Concepts May 10, 2026

What does \b mean in regex?

\b matches a position, not a character — it's the difference between matching cat and matching cat inside catalog.

The short answer

\b is a word boundary. It matches the position between a word character (\w: letter, digit, or underscore) and a non-word character — or the start/end of the string if it's next to a word character.

It doesn't consume any character. It just asserts that the cursor is at a word boundary at that moment.

The classic use case

You want to find the word "cat" — not "catalog" or "cat-like" or "concat":

Pattern: \bcat\b
Input:   "The cat sat on the catalog"
Matches: "cat" (just the standalone one)

The first \b asserts "I'm at the start of a word" before the c. The second \b asserts "I'm at the end of a word" after the t. Inside "catalog", the position after t is between two word characters (t and a) — not a boundary — so the match fails.

Where boundaries actually are

Look at the string hello, world!. The word boundaries are at the positions marked with |:

|h e l l o|, |w o r l d|!
↑          ↑  ↑          ↑
boundary       boundary
positions

Five letters, then a comma — boundary between o and ,. Then a space, then w — boundary between space and w. Each transition between a word char and a non-word char is a boundary.

The Unicode gotcha

By default, \w only matches ASCII [A-Za-z0-9_]. So \b doesn't understand accented characters:

Pattern: \bcafé\b
Input:   "I love café food"
Match:   FAILS  (with default flags)

The é is NOT a word character in ASCII mode. The position after caf is a word boundary (because we transition from word f to non-word é), so the regex tries to match starting somewhere it shouldn't.

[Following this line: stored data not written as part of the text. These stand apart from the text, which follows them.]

PR #3934, opened 2021-01-27
Sanitize common metrics tag values, allow dashes

Groxx:
The existence of a sanitizer implies that there are *un*safe values, so we should probably always sanitize.  Many of these values are user-controllable anyway, leaving them untouched may not be a good idea.
So now everything's sanitized.  I've excluded the kafka one simply because the current builder + sanitizer are guaranteed to not have any effect.

Of note:
- `sanitizer` was only used in this file, so I've moved it.
- `-` may be reasonable to allow for values, but it's a slightly larger semantic change and is not necessarily desirable.
- `.` I'm *intentionally excluding*, as it's used as a conceptual-group separator, e.g. as in canary/metrics.go.
  Since these tag APIs seem more focused on single-"thing" values, separators don't seem like they should be allowed.
  I've left a comment in code for this, for future potential-modifiers.

The main risk here is that some stats could change, e.g. domains / instances / etc with `.`s or other blocked characters in their names will now have underscores there.  Double-sanitizing is harmless / a no-op as there's no escaping sequence, just outright replacement.

### DIFF
--- a/common/metrics/tags.go
+++ b/common/metrics/tags.go
@@ -20,7 +20,11 @@
 
 package metrics
 
-import "strconv"
+import (
+	"strconv"
+
+	"github.com/uber-go/tally"
+)
 
 const (
 	revisionTag     = "revision"
@@ -58,6 +62,16 @@ type (
 	}
 )
 
+// sanitizer is used to sanitize tag values, to prevent collisions and invalid data.
+// values should not allow dots for "namespacing" / "grouping" metrics, as they seem to refer to "one thing" in all cases.
+// `-` is not allowed in Prometheus keys or names, but it may be reasonable to allow it in values.
+var sanitizer = tally.NewSanitizer(tally.SanitizeOptions{
+	NameCharacters:       tally.ValidCharacters{tally.AlphanumericRange, tally.UnderscoreCharacters},
+	KeyCharacters:        tally.ValidCharacters{tally.AlphanumericRange, tally.UnderscoreCharacters},
+	ValueCharacters:      tally.ValidCharacters{tally.AlphanumericRange, tally.UnderscoreCharacters},
+	ReplacementCharacter: '_',
+})
+
 func (s simpleMetric) Key() string   { return s.key }
 func (s simpleMetric) Value() string { return s.value }
 
@@ -65,7 +79,7 @@ func metricWithUnknown(key, value string) Tag {
 	if len(value) == 0 {
 		value = unknownValue
 	}
-	return simpleMetric{key: key, value: value}
+	return simpleMetric{key: key, value: sanitizer.Value(value)}
 }
 
 // DomainTag returns a new domain tag. For timers, this also ensures that we
@@ -82,7 +96,7 @@ func DomainUnknownTag() Tag {
 
 // InstanceTag returns a new instance tag
 func InstanceTag(value string) Tag {
-	return simpleMetric{key: instance, value: value}
+	return metricWithUnknown(instance, value)
 }
 
 // TargetClusterTag returns a new target cluster tag.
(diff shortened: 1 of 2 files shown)


common/metrics/tags.go
```diff
@@ -58,14 +62,23 @@ type (
 	}
 )
 
+// sanitizer is used to sanitize tag values, to prevent collisions and invalid data.
+// values should not allow dots for "namespacing" / "grouping" metrics, as they seem to refer to "one thing" in all cases.
+var sanitizer = tally.NewSanitizer(tally.SanitizeOptions{
+	NameCharacters:       tally.ValidCharacters{tally.AlphanumericRange, tally.UnderscoreDashCharacters},
```
mantas-sidlauskas, line 68: Just curious.
AFAIK, Prometheus is not supporting dashes: https://prometheus.io/docs/concepts/data_model/#metric-names-and-labels (`It must match the regex [a-zA-Z_:][a-zA-Z0-9_:]*.`)

If user selects Prometheus  as a reporter, will dashes be replaced to underscore?

Groxx: good question... hopefully?  that'd be a good reason to not add dashes though, if not

Groxx: let me see if I can find any other stat-sanitizing code that might be happening in this repo.  it may reveal more details.

common/metrics/tags.go
```diff
@@ -58,14 +62,23 @@ type (
...
+
 func (s simpleMetric) Key() string   { return s.key }
 func (s simpleMetric) Value() string { return s.value }
 
 func metricWithUnknown(key, value string) Tag {
 	if len(value) == 0 {
 		value = unknownValue
 	}
-	return simpleMetric{key: key, value: value}
+	return simpleMetric{key: key, value: sanitizer.Value(value)}
```
yycptt, line 81: I was looking into the same issue as some metrics with value constructed by our java client was dropped by the metrics system due to invalid characters. I also sent out an announcement in our open source slack channel to see if this change will impact open source customer or not.

Will doing sanitization for all metrics tag too expensive and cause performance issues? My original thought is that we can only apply sanitizer to the values we don't have control over, for example, tasklist, workflow type, activity type. For other types the value is set by the server code so we know their value won't contain invalid characters.

Groxx: sanitization cost: should be practically non-existent, it's doing a very simple transformation on a fairly short string.  other code in metrics alone likely costs *significantly* more, to say nothing of all the other code being executed.

common/metrics/tags.go
meiliang86: Can we leave the dash out and merge this PR?

Groxx: yeah, I'd be game to do that.  I haven't yet looked at other stats, but "the value is one conceptual thing" seems desirable from all calls to these at least.

Groxx: updated, dropped `-` (and added to the comment).  so this is now:
```go
// sanitizer is used to sanitize tag values, to prevent collisions and invalid data.
// values should not allow dots for "namespacing" / "grouping" metrics, as they seem to refer to "one thing" in all cases.
// `-` is not allowed in Prometheus keys or names, but it may be reasonable to allow it in values.
var sanitizer = tally.NewSanitizer(tally.SanitizeOptions{
	NameCharacters:       tally.ValidCharacters{tally.AlphanumericRange, tally.UnderscoreCharacters},
	KeyCharacters:        tally.ValidCharacters{tally.AlphanumericRange, tally.UnderscoreCharacters},
	ValueCharacters:      tally.ValidCharacters{tally.AlphanumericRange, tally.UnderscoreCharacters},
	ReplacementCharacter: '_',
})
```

meiliang86 (approved):

taylanisikdemir:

Fix this by enabling Unicode-aware matching:

JavaScript: add the u flag → /\bcafé\b/u
Python 3: Unicode is default — works automatically
PCRE: use /u or the (*UCP) directive

The opposite: \B

\B matches a non-boundary — a position that is NOT between a word char and a non-word char. Useful for finding substrings inside words:

Pattern: \Bcat\B
Input:   "The catalog is a cat"
Match:   "cat" inside "catalog"  (the standalone "cat" is excluded)

Common mistakes

Using \b around non-word characters

\b. at the start of a string is fine — \b matches the start before a word character. But \b! doesn't mean what you might think:

Pattern: \b!
Input:   "hello!"
Match:   YES (boundary between word "o" and non-word "!")

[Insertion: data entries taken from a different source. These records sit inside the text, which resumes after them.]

PR #3937, opened 2021-01-27
Drop pointer for attempt fields

vytautas-karpavicius:
**What changed?**
Drop pointer for attempt fields within internal types.

**Why?**

**How did you test it?**

**Potential risks**


common/util.go
```diff
@@ -313,7 +313,7 @@ func CreateMatchingPollForDecisionTaskResponse(historyResponse *types.RecordDeci
 	matchingResp := &types.MatchingPollForDecisionTaskResponse{
 		WorkflowExecution:         workflowExecution,
 		TaskToken:                 token,
-		Attempt:                   Int64Ptr(historyResponse.GetAttempt()),
+		Attempt:                   historyResponse.GetAttempt(),
```
Groxx, line 316: huh. what type is this actually?  can it just be `historyResponse.Attempt`?
but generally: `Get` -> field can wait if you want, we can tackle those later.

service/history/execution/history_builder.go
```diff
@@ -561,7 +561,7 @@ func (b *HistoryBuilder) newWorkflowExecutionStartedEvent(
 	attributes.PrevAutoResetPoints = resetPoints
 	attributes.Identity = request.Identity
 	attributes.RetryPolicy = request.RetryPolicy
-	attributes.Attempt = common.Int32Ptr(startRequest.GetAttempt())
+	attributes.Attempt = startRequest.GetAttempt()
```
Groxx, line 564: same "can it be `.Attempt`" Q

service/matching/matchingEngine.go
```diff
@@ -806,7 +806,7 @@ func (e *matchingEngineImpl) createPollForActivityTaskResponse(
 	}
 
 	response.TaskToken, _ = e.tokenSerializer.Serialize(token)
-	response.Attempt = common.Int32Ptr(int32(token.ScheduleAttempt))
+	response.Attempt = int32(token.ScheduleAttempt)
```
Groxx, line 809: I'm guessing it's an int64?
I don't believe this came up in the string/int cast linting I saw, but mind triple checking that this cast is sane? (I wish go casts weren't so yolo)

service/matching/thriftHandler_test.go
```diff
@@ -80,13 +80,13 @@ func TestThriftHandler(t *testing.T) {
...
 		resp, err := th.PollForActivityTask(ctx, &m.PollForActivityTaskRequest{})
-		assert.Equal(t, s.PollForActivityTaskResponse{WorkflowDomain: common.StringPtr("")}, *resp)
+		assert.Equal(t, s.PollForActivityTaskResponse{WorkflowDomain: common.StringPtr(""), Attempt: common.Int32Ptr(0)}, *resp)
 		assert.Equal(t, expectedErr, err)
 	})
 	t.Run("PollForDecisionTask", func(t *testing.T) {
 		h.EXPECT().PollForDecisionTask(ctx, &types.MatchingPollForDecisionTaskRequest{}).Return(&types.MatchingPollForDecisionTaskResponse{}, internalErr).Times(1)
 		resp, err := th.PollForDecisionTask(ctx, &m.PollForDecisionTaskRequest{})
-		assert.Equal(t, m.PollForDecisionTaskResponse{}, *resp)
+		assert.Equal(t, m.PollForDecisionTaskResponse{Attempt: common.Int64Ptr(0)}, *resp)
```
Groxx, line 89: ...huh.  one's int32 and one's int64?  that's sorta funky.
if it is, it is, but it's probably worth checking to make sure this makes sense.

common/types/mapper/thrift/history.go
```diff
@@ -2514,7 +2514,7 @@ func FromRecordActivityTaskStartedResponse(t *types.RecordActivityTaskStartedRes
 	return &history.RecordActivityTaskStartedResponse{
 		ScheduledEvent:                  FromHistoryEvent(t.ScheduledEvent),
 		StartedTimestamp:                t.StartedTimestamp,
-		Attempt:                         t.Attempt,
+		Attempt:                         &t.Attempt,
```
Groxx, line 2517: same "somewhat concerned about stored data" note, but a 0 here makes sense too even if it changes from not-stored to stored.  so probably not a problem either way.

Groxx (approved):

service/matching/matchingEngine.go
vytautas-karpavicius: Yeah, those are not consistent across codebase and there multiple conversions back and forth like this.
I have converted all attempt fields to `int32` in newly introduced proto IDLs. 
I think we should make them consistent internally as well. But this is another task.

common/util.go
vytautas-karpavicius: It can and it should be `historyResponse.Attempt`. All those helpers will become useless now, and should be simplified. However I'm planning to do it separately.

PR #3941, opened 2021-01-28
Drop pointer for poller id fields

vytautas-karpavicius:
**What changed?**
Drop pointer for poller id fields within internal types.

**Why?**

**How did you test it?**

The boundary is between o and !, and \b matches that position. The ! then consumes the exclamation. That's probably what you want, but be aware: \b is about transitions, not about a specific side.

Expecting \b to work without word characters nearby

\b\b matches a single boundary position twice — it doesn't mean "two boundaries." Boundaries don't consume characters, so two in a row match the same position.

Practical patterns

Match a whole word only

\bword\b

Find numbers but not inside identifiers

Pattern: \b\d+\b
Input:   "count is 42 but x32 is also there"
Matches: ["42"]  (not "32" inside "x32")

Match the start of a word

\b[A-Z]   first letter, uppercase

The takeaway

\b is a position, not a character. It's the difference between matching a word and matching a word-shaped substring. Most "regex matched too much" bugs in word-search patterns are fixed by adding \b on both sides.

For Unicode text, make sure your flavor is in Unicode mode — otherwise \b won't see accented letters as word characters and your matches will be wrong.